DATA SECTION:
Content starts
PR #354, opened 2019-09-05
Add a wait of Azure Function availability 

### LINKED ISSUE #353: EventGridCallbackSubscription sometimes fails (which fails the build)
Content ends
WHAT NEEDS TO BE DONE:
Give the complete material back, word for word.

TASK ANSWER:
PR #354, opened 2019-09-05
Add a wait of Azure Function availability 

### LINKED ISSUE #353: EventGridCallbackSubscription sometimes fails (which fails the build)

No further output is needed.